Vou ser bastante sincera com vocês: se eu tivesse que voltar ao trabalho depois de apenas 4 meses de licença, é bem provável que não tivesse voltado. Porque nessa fase Catarina tinha refluxo, chorava como louca e quase ninguém tinha paciência de ficar com ela, mesmo que por poucas horas. Era enlouquecedor. Entre deixá-la naquele momento e abrir mão (acredito que momentaneamente) da minha carreira, eu teria escolhido a segunda opção. Mas isso não quer dizer que eu ache que toda mãe que só tem esse tempo de licença-maternidade (e sei que algumas têm até menos, quando trabalham como profissionais liberais) deva largar seu trabalho, longe disso! Cada caso é um caso, e nada melhor do que a mãe para saber o que é o melhor para o seu filho. Mas vamos continuar…

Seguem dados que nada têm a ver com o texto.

PR #815, opened 2020-05-10
Integrate PeerManager/Connection Manager into Splinterd

agunde406:
This PR removes the use of Network and the old PeerConnector with the new ConnectionManager and PeerManager. 

This change is to support better re connection and connection stability. 

To test, start up gameroom and create a gameroom. 

There are a couple know bugs around reconnection/authorization that will be seen:
 
InboundConnections are not properly clean up on reconnection if after a gameroom is created you shutdown and restart 1 side. 

During normal connection you will see a message that there is not a Dispatcher for Authorization message types. 

Also some errors can been seen on shutdown due to  shutdown ordering.

### DIFF
--- a/libsplinter/src/admin/service/mod.rs
+++ b/libsplinter/src/admin/service/mod.rs
@@ -239,7 +239,9 @@ impl AdminService {
     /// circuits should be initialized using the service orchestrator. This may not include all
     /// services if they are not supported locally. It is expected that some services will be
     /// started externally.
-    fn restart_services(&self) -> Result<(), ServiceStartError> {
+    ///
+    /// Also adds peer references for members of the circuits and proposals.
+    fn re_initialize_circuits(&self) -> Result<(), ServiceStartError> {
         let circuits = self
             .admin_service_shared
             .lock()
@@ -249,12 +251,40 @@ impl AdminService {
             .get_circuits()
             .map_err(|err| ServiceStartError::Internal(Box::new(err)))?;
 
+        let nodes = self
+            .admin_service_shared
+            .lock()
+            .map_err(|_| {
+                ServiceStartError::PoisonedLock("the admin shared lock was poisoned".into())
+            })?
+            .get_nodes()
+            .map_err(|err| ServiceStartError::Internal(Box::new(err)))?;
+
         let orchestrator = self.orchestrator.lock().map_err(|_| {
             ServiceStartError::PoisonedLock("the admin orchestrator lock was poisoned".into())
         })?;
-
+        let mut peer_refs = vec![];
         // start all services of the supported types
         for (circuit_name, circuit) in circuits.iter() {
+            // restart all peer in the circuit
+            for member in circuit.members() {
+                if member != &self.node_id {
+                    if let Some(node) = nodes.get(member) {
+                        let peer_ref = self
+                            .peer_connector
+                            .add_peer_ref(member.to_string(), node.endpoints().to_vec());
+
+                        if let Ok(peer_ref) = peer_ref {
+                            peer_refs.push(peer_ref);
+                        } else {
+                            info!("Unable to peer with {} at this time", member);
+                        }
+                    } else {
+                        error!("Missing node information for {}", member);
+                    }
+                }
+            }
+
             // Get all services this node is allowed to run and the orchestrator has a factory for
             let services = circuit
                 .roster()
@@ -294,6 +324,37 @@ impl AdminService {
             }
         }
 
+        let proposals = self
+            .admin_service_shared
+            .lock()
+            .map_err(|_| {
+                ServiceStartError::PoisonedLock("the admin shared lock was poisoned".into())
+            })?
+            .get_proposals();
+
+        for (_, proposal) in proposals.iter() {
+            // restart all peer in the circuit
+            for member in proposal.circuit.members.iter() {
+                if member.node_id != self.node_id {
+                    let peer_ref = self
+                        .peer_connector
+                        .add_peer_ref(member.node_id.to_string(), member.endpoints.to_vec());
+
+                    if let Ok(peer_ref) = peer_ref {
+                        peer_refs.push(peer_ref);
+                    } else {
+                        info!("Unable to peer with {} at this time", member.node_id);
+                    }
+                }
+            }
+        }
+
+        self.admin_service_shared
+            .lock()
+            .map_err(|_| {
+                ServiceStartError::PoisonedLock("the admin shared lock was poisoned".into())
+            })?
+            .add_peer_refs(peer_refs);
         Ok(())
     }
 }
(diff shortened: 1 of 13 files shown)


libsplinter/src/admin/service/mod.rs
```diff
@@ -23,7 +23,8 @@ mod shared;
 use std::any::Any;
 #[cfg(feature = "service-arg-validation")]
 use std::collections::HashMap;
-use std::sync::{Arc, Mutex};
+use std::sync::{Arc, Mutex, MutexGuard};
```
peterschwarz, line 26: This might be in the wrong commit

libsplinter/src/transport/multi.rs
```diff
@@ -31,6 +31,10 @@ impl MultiTransport {
     pub fn new(transports: Vec<SendableTransport>) -> Self {
         Self { transports }
     }
+
```
peterschwarz, line 34: Can't you just pass a clone of the inproc transport before creating the multi transport?

libsplinter/src/admin/service/shared.rs
```diff
@@ -765,53 +861,49 @@ impl AdminServiceShared {
...
-                            let mut msg = AdminMessage::new();
-                            msg.set_message_type(
-                                AdminMessage_Type::SERVICE_PROTOCOL_VERSION_REQUEST,
-                            );
-                            msg.set_protocol_request(request);
-
-                            let envelope_bytes = msg.write_to_bytes()?;
-                            network_sender
-                                .send(&admin_service_id(node.get_node_id()), &envelope_bytes)?;
+                debug!("Connecting to node {:?}", node);
```
peterschwarz, line 874: Should we use the phrase "Connecting to" here?  Perhaps "Referencing", so that the actual connection state isn't confusing in the logs.

libsplinter/src/admin/service/mod.rs
```diff
@@ -221,7 +221,9 @@ impl AdminService {
     /// circuits should be initialized using the service orchestrator. This may not include all
     /// services if they are not supported locally. It is expected that some services will be
     /// started externally.
-    fn restart_services(&self) -> Result<(), ServiceStartError> {
+    ///
+    /// Also creates the requests the connection for members of the circuits and proposals
```
peterschwarz, line 225: This is a strange sentence.  I'm not sure what the intent is.

libsplinter/src/admin/service/mod.rs
```diff
@@ -221,7 +221,9 @@ impl AdminService {
...
+    fn restart_circuits(&self) -> Result<(), ServiceStartError> {
```
peterschwarz, line 226: Perhaps this should be `re_initialize_circuits`, as this is doing more than restarting (and re-referencing isn't a restart operation, really).

libsplinter/src/admin/service/mod.rs
```diff
@@ -524,6 +524,24 @@ impl Service for AdminService {
...
 }
 
+fn handle_peer_manager_notification(
+    notification: PeerManagerNotification,
+    mut admin_shared: MutexGuard<AdminServiceShared>,
+) {
+    match notification {
+        PeerManagerNotification::Connected { peer } => {
+            if let Err(err) = admin_shared.on_peer_connected(&peer) {
+                debug!("Peer {} has connected", peer);
```
vaporos, line 595: Should this be outside the if statement?

libsplinter/src/admin/service/mod.rs
agunde406: whoops yep

libsplinter/src/transport/multi.rs
agunde406: We decided to leave this

libsplinter/src/admin/service/shared.rs
agunde406: updated

libsplinter/src/admin/service/mod.rs
agunde406: whoops, that was a combo of two diff sentences. fixed

libsplinter/src/admin/service/mod.rs
agunde406: updated

libsplinter/src/admin/service/mod.rs
agunde406: fixed

libsplinter/src/admin/service/mod.rs
```diff
@@ -360,6 +335,32 @@ impl Service for AdminService {
...
+                };
+
+                if let Ok(admin_shared) = peer_admin_shared.lock() {
+                    handle_peer_manager_notification(notification, admin_shared);
+                } else {
+                    error!("the admin shared lock was poisoned");
+                    break;
+                }
+            })
+            .map_err(|err| ServiceStartError::Internal(Box::new(err)))?;
```
vaporos, line 423: This thread should probably get joined on shutdown.

agunde406: update to return join handle from the admin service. Also updated the shutdown in splinterd to shutdown cleanly.

libsplinter/src/admin/service/mod.rs
```diff
@@ -523,6 +515,24 @@ impl Service for AdminService {
     }
 }
 
+fn handle_peer_manager_notification(
+    notification: PeerManagerNotification,
+    mut admin_shared: MutexGuard<AdminServiceShared>,
```
peterschwarz, line 581: You should be able to just have this be `&mut AdminServiceShared`, and not need the mutex guard.  Might need to pass in `&mut *admin_shared` at the call site.

libsplinter/src/admin/service/shared.rs
```diff
@@ -400,8 +418,12 @@ impl AdminServiceShared {
                     }
                     Ok(CircuitProposalStatus::Rejected) => {
                         // remove circuit
-                        self.remove_proposal(&circuit_id)?;
-
+                        let proposal = self.remove_proposal(&circuit_id)?;
+                        if let Some(proposal) = proposal {
+                            for member in proposal.get_circuit_proposal().members.iter() {
+                                self.remove_peer_ref(member.get_node_id());
```
peterschwarz, line 424: Is there a peer ref per proposal?  Looking at the add_peer_ref, there's a unique peer ref per peer in this state.  Shouldn't we only remove the peer ref if no other proposal has that peer?

agunde406: add_peer_ref adds the peer_ref to a list of peer_refs for that peer_id. remove_peer_ref pops one peer ref off, only keeping the list around if its not empty. This does not remove the peer simply drops one of the peer refs (which will remove a 1 reference from the peer manager)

Quando Catarina completou 6 meses de vida, eu voltei a trabalhar meio-período. E o fato é que eu continuava receosa em deixá-la em casa (embora ter uma pessoa em quem eu confiasse para ficar com ela ajudou muito na decisão de retomar minhas atividades), mas bem menos do que nos meses anteriores. Eu acredito que a maioria de nós, mães, nunca se acha 100% pronta para se afastar do filhote (mesmo sabendo que ele estará lá, perfeitinho, ao fim do dia). Mas também acho que você tem que se sentir minimamente confortável com a escolha, porque senão não é a hora de fazê-la. Mesmo que tenha que criar novas alternativas para trabalhar, como muitas mulheres por aí, que se tornam excelentes exemplos de empreendedorismo materno. Claro, você deve saber que por um bom tempo não ganhará o que estava acostumada em um emprego convencional. E ainda assim, pode valer a pena!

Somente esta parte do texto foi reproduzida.